### HOW TO COMPLETE THIS TASK
Taking the entries below from the top, restate each line exactly and end with the line containing "- **Use without".

[Collected data]
PR #717, opened 2026-09-12
fix(tray): explain why the login-free and signed-routing switches are disabled

chrisl10:
## Problem

The two Codex auth-mode switches in the macOS tray disable each other, but a disabled switch gave no reason. With signed routing on, the **Use without OpenAI login** row stayed greyed while its detail line still read "Use connected models and restart Codex" — nothing named the switch holding it off, so the switch reads as broken rather than sequenced (observed on a signed-routing install, where the CLI answers `auth-mode on` with "Turn off signed routing before enabling login-free mode" but the tray never surfaces that because the row is not clickable).

## Change

Each row's detail line now names the prerequisite when it is disabled:

- **Use Router with ChatGPT** (disabled while login-free is on) → "Turn off 'Use without OpenAI login' first"
- **Use without OpenAI login** (disabled while signed routing is on) → "Turn off 'Use Router with ChatGPT' first"

No control-flow change: the fail-closed disable stays, only the explanation is added. Strings added to all five translated dictionaries (zh/ar/hi/ja/ko); English fallback covers anything else.

## Verification

`xcrun swiftc -parse` clean on the six touched Swift files. No behavior tests exist for tray copy; existing suites unaffected (macOS tray has no CI target on this file set).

### ANSWER SECTION
PR #717, opened 2026-09-12
fix(tray): explain why the login-free and signed-routing switches are disabled

chrisl10:
## Problem

The two Codex auth-mode switches in the macOS tray disable each other, but a disabled switch gave no reason. With signed routing on, the **Use without OpenAI login** row stayed greyed while its detail line still read "Use connected models and restart Codex" — nothing named the switch holding it off, so the switch reads as broken rather than sequenced (observed on a signed-routing install, where the CLI answers `auth-mode on` with "Turn off signed routing before enabling login-free mode" but the tray never surfaces that because the row is not clickable).

## Change

Each row's detail line now names the prerequisite when it is disabled:

- **Use Router with ChatGPT** (disabled while login-free is on) → "Turn off 'Use without OpenAI login' first"
- **Use without OpenAI login** (disabled while signed routing is on) → "Turn off 'Use Router with ChatGPT' first"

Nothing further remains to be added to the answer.